Cuando el río cambia de ritmo

Siempre me ha gustado pescar cuando la temporada se apaga.
El calor sofocante del verano queda atrás y el río se transforma. Podemos volver a pescar al mediodía, cuando la luz es más limpia y los insectos vuelven a moverse sobre la superficie.

Los tramos imposibles del verano recuperan vida. El agua baja clara, fresca, y cada corriente parece invitar a quedarse un rato más.
Es como si el río respirara distinto.

Truchas desconfiadas y lances precisos

Pero no es fácil. Las truchas ya lo han visto todo: ninfas de todos los tamaños, emergentes, secas… y cada una las ha hecho un poco más sabias.
A estas alturas, cualquier error se paga caro. Solo una presentación precisa y silenciosa puede engañarlas.
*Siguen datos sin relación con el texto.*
PR #128, opened 2026-08-11
fix: resolve Notes account by default-account/prefix match, not exact name

lakerfan0306:


lakerfan0306:
Closing — withdrawing this for now.

sweetrb:
Thanks for this, @lakerfan0306 — and sorry you withdrew it before I got to it. The diagnosis is the valuable part and I want it on the record rather than lost with the PR.

You identified something real that I had not considered: the implicit/default path hardcodes the literal `"iCloud"`, and a hardcoded account name is wrong for *any* reason the real name might differ — the U+F8FF suffix you hit, a localized account name, or a user whose default account simply is not iCloud. Replacing that with AppleScript's own `default account` is strictly more correct and I verified it here:

```
$ osascript -e 'tell application "Notes" to get name of default account'
iCloud
```

That half of your change I would take as-is.

The half I would not take as-is is the **explicit** account path — `tell (first account whose name starts with "X")`. Prefix matching plus `first … whose` is a silent wrong-target hazard: if the prefix matches more than one account, AppleScript picks whichever it lists first and reports success. On my own library:

```
$ osascript -e 'tell application "Notes" to get name of every account'
iCloud, rob@superiortech.io, robert.b.sweet@gmail.com

$ osascript -e 'tell application "Notes" to get name of (first account whose name starts with "rob")'
rob@superiortech.io
```

Two accounts start with `rob`; one is chosen, nothing surfaces the ambiguity. Applied across the ~10 call sites in the diff that includes `deleteNote` and the move paths, so the failure mode is a delete or move landing in the wrong account and reporting success. We fixed exactly this shape in the sibling repo recently (apple-mail-mcp #137, where `Archive` under two parents resolved to whichever the server listed first), and the resolution there was: exact match wins outright, a *unique* prefix match still resolves, and more than one match is refused with an error naming every candidate.

So the version I would ship is your `default account` fix as written, plus prefix matching for explicit names gated on uniqueness. That also closes the gap Copilot flagged — `moveNoteById` and `batchMoveNotes` still interpolate `of account "${safeAccount}"` directly, so they would have kept failing for the account name you were hitting even with this merged.

Two things would help me get it right, if you are willing:

1. What does `osascript -e 'tell application "Notes" to get name of every account' | xxd` show on your machine? I want the actual bytes of the account name — the suffix does not reproduce on macOS 26 here (mine is a clean `iCloud`, hex `69436c6f7564`), so I cannot regression-test against the real failure without knowing what it looks like.
2. Which tool call surfaced it for you, and what was the error text?

No obligation at all — if you would rather not, I will implement the hardened version from the analysis above and credit you for the diagnosis. Reopening this PR or opening a new one is equally welcome if you want to carry it yourself; the `default account` insight is yours either way.

sweetrb:
Shipped in #129, released as **2.7.1** — credited to you as `Co-authored-by` on the squash commit, since the diagnosis was the hard part and it was yours.

For the record, what your report got right and I had not considered: the implicit path hardcoded the literal `"iCloud"`, and that is wrong for *any* reason the real name might differ — your U+F8FF suffix, a localized name, or a default account that simply is not iCloud. It also could not be worked around from the caller's side, because the name you could see was not the name AppleScript was matching. That half went in as you wrote it, resolving through `default account`.

Two things I changed from your version, both about the *explicit* account path:

**1. Prefix matching is gated on uniqueness.** `first account whose name starts with "X"` picks whichever account AppleScript lists first and reports success. On my library:

```
$ osascript -e 'tell application "Notes" to get name of every account'
iCloud, rob@superiortech.io, robert.b.sweet@gmail.com
```

`"rob"` matches two. Across the ~10 account-scoped call sites in your diff that includes `deleteNote` and the move paths, so the failure mode is a delete or move landing in the wrong account, silently. It now resolves exact-match-first, unique-prefix-second, and *refuses* an ambiguous prefix naming every candidate:

```
Account "rob" is ambiguous - it matches 2 accounts:
rob@superiortech.io, robert.b.sweet@gmail.com. Use the full account name.
```

`account="robert"` still resolves to `robert.b.sweet@gmail.com`, so the ergonomics you were after survive.

**2. Closed the gap Copilot flagged on your PR.** `moveNoteById` and `batchMoveNotes` interpolate `of account "${safeAccount}"` directly and your diff didn't touch them — they would have kept failing for your account name even with it merged. Resolution now happens inside AppleScript and binds a single account reference, so those paths inherit it.

Also fixed while in there: an unresolvable account used to be reported as "note not found", which would have sent you looking for the wrong problem.

I never did get the byte-level detail of your account name, so there's no regression test against the exact U+F8FF case — if you do run `osascript -e 'tell application "Notes" to get name of every account' | xxd` sometime, I'd still like it. But 2.7.1 should work for you regardless now, since nothing matches on a hardcoded name any more. Please reopen or file a fresh issue if it doesn't.

Thanks for taking the time to diagnose it properly rather than just reporting "doesn't work" — and sorry the withdrawal nearly cost it.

El reto y la calma del final de temporada

Y sin embargo, siguen ahí. Con la urgencia de alimentarse antes de la freza, con la desconfianza de quien ya conoce todos los trucos.
Esa tensión entre necesidad y recelo convierte cada jornada en algo único.

El final de temporada tiene algo de despedida y algo de celebración.
No hay prisa, ni ruido, ni metas. Solo el agua, el silencio y una última deriva bien hecha.

Puedes seguir pescando como siempre.
O empezar a decidir mejor.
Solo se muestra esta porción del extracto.